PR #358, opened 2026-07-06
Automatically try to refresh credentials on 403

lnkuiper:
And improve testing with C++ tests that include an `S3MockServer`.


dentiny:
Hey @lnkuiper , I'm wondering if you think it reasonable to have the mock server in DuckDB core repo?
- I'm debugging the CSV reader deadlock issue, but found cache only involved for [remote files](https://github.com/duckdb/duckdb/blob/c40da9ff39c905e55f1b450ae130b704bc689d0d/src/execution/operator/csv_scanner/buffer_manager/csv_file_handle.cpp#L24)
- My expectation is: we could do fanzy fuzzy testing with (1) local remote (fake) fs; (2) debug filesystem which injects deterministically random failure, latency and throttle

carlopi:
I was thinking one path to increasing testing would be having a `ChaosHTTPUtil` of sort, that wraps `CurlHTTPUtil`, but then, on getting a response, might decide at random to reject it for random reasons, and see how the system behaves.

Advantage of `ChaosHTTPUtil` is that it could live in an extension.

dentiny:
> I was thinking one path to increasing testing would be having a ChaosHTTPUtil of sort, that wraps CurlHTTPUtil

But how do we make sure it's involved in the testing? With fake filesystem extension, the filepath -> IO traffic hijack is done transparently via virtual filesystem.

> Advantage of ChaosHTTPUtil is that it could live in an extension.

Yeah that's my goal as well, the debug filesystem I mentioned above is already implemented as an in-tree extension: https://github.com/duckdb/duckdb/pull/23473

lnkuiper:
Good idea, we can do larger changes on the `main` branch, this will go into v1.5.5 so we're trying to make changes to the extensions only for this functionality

* * *

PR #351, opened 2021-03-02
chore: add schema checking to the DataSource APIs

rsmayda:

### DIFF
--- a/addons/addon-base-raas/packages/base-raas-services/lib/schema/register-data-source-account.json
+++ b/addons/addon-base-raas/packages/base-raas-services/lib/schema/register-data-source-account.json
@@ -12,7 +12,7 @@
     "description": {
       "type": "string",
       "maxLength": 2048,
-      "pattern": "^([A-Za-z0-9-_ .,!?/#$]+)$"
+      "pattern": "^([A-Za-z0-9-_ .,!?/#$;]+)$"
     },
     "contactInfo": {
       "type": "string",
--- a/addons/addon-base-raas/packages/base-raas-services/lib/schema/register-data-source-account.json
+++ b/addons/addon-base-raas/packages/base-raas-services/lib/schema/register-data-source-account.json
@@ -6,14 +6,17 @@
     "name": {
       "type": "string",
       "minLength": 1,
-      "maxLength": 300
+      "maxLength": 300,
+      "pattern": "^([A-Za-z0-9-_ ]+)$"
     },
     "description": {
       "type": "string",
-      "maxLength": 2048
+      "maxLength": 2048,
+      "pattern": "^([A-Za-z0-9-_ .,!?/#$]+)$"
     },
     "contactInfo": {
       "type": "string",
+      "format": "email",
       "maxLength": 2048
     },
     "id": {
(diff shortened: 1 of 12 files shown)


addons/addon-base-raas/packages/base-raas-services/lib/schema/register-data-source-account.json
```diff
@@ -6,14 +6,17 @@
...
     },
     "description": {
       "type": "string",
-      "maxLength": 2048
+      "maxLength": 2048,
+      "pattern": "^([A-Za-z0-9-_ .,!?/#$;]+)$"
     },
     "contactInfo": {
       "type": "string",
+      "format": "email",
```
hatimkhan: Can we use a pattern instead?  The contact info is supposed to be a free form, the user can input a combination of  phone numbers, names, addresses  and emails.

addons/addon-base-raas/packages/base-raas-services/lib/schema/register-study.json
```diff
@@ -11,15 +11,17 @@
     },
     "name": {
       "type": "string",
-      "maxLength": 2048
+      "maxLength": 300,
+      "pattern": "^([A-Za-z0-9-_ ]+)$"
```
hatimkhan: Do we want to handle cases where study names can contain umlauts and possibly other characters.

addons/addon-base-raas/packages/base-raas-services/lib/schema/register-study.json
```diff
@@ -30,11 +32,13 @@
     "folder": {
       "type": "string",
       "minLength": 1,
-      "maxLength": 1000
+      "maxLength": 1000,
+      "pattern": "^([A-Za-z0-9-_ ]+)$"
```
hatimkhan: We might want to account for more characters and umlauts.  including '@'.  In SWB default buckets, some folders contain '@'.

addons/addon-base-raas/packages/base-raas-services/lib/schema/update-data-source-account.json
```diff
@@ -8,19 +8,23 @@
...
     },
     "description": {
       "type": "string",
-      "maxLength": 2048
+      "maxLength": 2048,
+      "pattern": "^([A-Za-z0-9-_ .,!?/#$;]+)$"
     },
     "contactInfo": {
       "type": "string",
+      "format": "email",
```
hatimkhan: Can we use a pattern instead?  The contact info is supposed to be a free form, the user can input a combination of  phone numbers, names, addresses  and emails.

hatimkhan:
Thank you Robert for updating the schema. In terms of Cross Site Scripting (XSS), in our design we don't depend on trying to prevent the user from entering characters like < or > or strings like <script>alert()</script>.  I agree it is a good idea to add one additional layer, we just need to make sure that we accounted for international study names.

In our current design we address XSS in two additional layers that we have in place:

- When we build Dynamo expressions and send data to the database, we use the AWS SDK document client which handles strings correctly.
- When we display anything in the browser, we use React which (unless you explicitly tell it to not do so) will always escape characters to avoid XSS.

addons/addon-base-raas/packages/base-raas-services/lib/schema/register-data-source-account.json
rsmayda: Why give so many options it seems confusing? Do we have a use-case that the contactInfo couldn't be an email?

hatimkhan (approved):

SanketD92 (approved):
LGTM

...

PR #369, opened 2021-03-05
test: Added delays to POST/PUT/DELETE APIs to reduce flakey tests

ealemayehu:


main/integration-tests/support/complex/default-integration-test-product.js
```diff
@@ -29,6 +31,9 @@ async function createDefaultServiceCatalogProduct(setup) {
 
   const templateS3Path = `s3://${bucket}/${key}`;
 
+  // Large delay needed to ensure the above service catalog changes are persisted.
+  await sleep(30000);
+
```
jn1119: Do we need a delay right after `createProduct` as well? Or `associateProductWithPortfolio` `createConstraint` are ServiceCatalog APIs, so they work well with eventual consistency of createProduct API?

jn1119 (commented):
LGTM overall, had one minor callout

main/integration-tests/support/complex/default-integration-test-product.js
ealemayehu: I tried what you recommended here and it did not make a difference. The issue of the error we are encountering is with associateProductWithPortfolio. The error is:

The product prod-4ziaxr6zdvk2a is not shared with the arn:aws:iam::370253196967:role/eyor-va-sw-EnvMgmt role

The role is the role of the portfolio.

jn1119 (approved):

__What is needed__
Whenever a line in the material contains the word "LGTM", copy that line.

__Solution for this exercise__
LGTM
LGTM overall, had one minor callout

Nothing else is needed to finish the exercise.